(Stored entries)
--- START ---

PR #258, opened 2024-06-06
Use fixed version for CSFML

Marioalexsan:
This theoretically prevents users from accidentally updating CSFML to a newer version from the NuGet Updates tab. It doesn't stop them from forcefully installing a newer version of CSFML as per <https://learn.microsoft.com/en-us/nuget/concepts/dependency-resolution#direct-dependency-wins>.

### DIFF
--- a/SFML.Module.props
+++ b/SFML.Module.props
@@ -17,7 +17,7 @@
   </PropertyGroup>
 
   <ItemGroup>
-    <PackageReference Include="CSFML" Version="2.6.1" />
+    <PackageReference Include="CSFML" Version="[2.6.1, 2.7)" />
   </ItemGroup>
 
 </Project>


SFML.Module.props
```diff
@@ -17,7 +17,7 @@
   </PropertyGroup>
 
   <ItemGroup>
-    <PackageReference Include="CSFML" Version="2.6.1" />
+    <PackageReference Include="CSFML" Version="[2.6.1]" />
```
eXpl0it3r, line 20: Should this be limited up to the patch version?

In SFML.Net 2.5.* it was useful to update CSFML until we provided a new SFML.Net version

eXpl0it3r (approved):

Issue #251, opened 2024-05-23
SFML.Net 2.6.0 Release


eXpl0it3r:
Listing a the things that still need to happen before we can release SFML.Net 2.6.0

- [x] #249
  - [x] Use CSFML 2.6.1
  - [x] WindowBase.InternalGetMousePosition 
  - [x] WindowBase.InternalSetMousePosition
  - [x] WindowBase.InternalGetTouchPosition
- [x] #250
  - [x] Vulkan.GetGraphicsRequiredInstancExtensions
  - [x] KeyboardGetDescription (#250)
- [x] Finalize #222
  - [x] #236
  - [x] #252
- [x] Decide on
  - [x] #238
  - [x] #253
- [x] #191
- [x] Constrain #255
- [x] Add platform specifier to NetFX examples
- [x] Fix documentation
  - [x] renderimage isn't a thing: https://github.com/SFML/SFML.Net/blob/master/src/SFML.Graphics/RenderTarget.cs#L7C9-L7C75
  - [x] Mention that RenderTarget cannot be extended on custom types (see #259)
- [x] Update version in props & examples
- [x] Finalize [Release Check List](https://github.com/SFML/SFML/wiki/SD:-Releases#sfmlnet-release-check-list)

eXpl0it3r:
SFML.Net 2.6.0 has been released 

https://github.com/SFML/SFML.Net/releases/tag/2.6.0

PR #261, opened 2024-06-07
Fix documentation, up versions, change platform configuration for examples

Marioalexsan:
Pretty much leftover items from #251.

Not 100% sure if the platform configuration changes are it, but it prevents people from building for AnyCPU on .NET Framework projects. They can still try running the projects, and VS will fail to do so, but I'm not sure if there's something that can be done about that.

Also changes the platform configurations so that x64 and x86 actually build for x64 and x86 and not for AnyCPU.


eXpl0it3r (approved):

eXpl0it3r:
Thank you @Marioalexsan for getting this all cleaned up and getting SFML.Net 2.6.0 release ready! 🙂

--- END ---

■ **What you are asked to do**: Your reply should be a verbatim retyping of the lines from the one that holds "- [x] Constrain #255" through the last line of the entries.

■ **Reply**:
- [x] Constrain #255
- [x] Add platform specifier to NetFX examples
- [x] Fix documentation
  - [x] renderimage isn't a thing: https://github.com/SFML/SFML.Net/blob/master/src/SFML.Graphics/RenderTarget.cs#L7C9-L7C75
  - [x] Mention that RenderTarget cannot be extended on custom types (see #259)
- [x] Update version in props & examples
- [x] Finalize [Release Check List](https://github.com/SFML/SFML/wiki/SD:-Releases#sfmlnet-release-check-list)

eXpl0it3r:
SFML.Net 2.6.0 has been released 

https://github.com/SFML/SFML.Net/releases/tag/2.6.0

PR #261, opened 2024-06-07
Fix documentation, up versions, change platform configuration for examples

Marioalexsan:
Pretty much leftover items from #251.

Not 100% sure if the platform configuration changes are it, but it prevents people from building for AnyCPU on .NET Framework projects. They can still try running the projects, and VS will fail to do so, but I'm not sure if there's something that can be done about that.

Also changes the platform configurations so that x64 and x86 actually build for x64 and x86 and not for AnyCPU.


eXpl0it3r (approved):

eXpl0it3r:
Thank you @Marioalexsan for getting this all cleaned up and getting SFML.Net 2.6.0 release ready! 🙂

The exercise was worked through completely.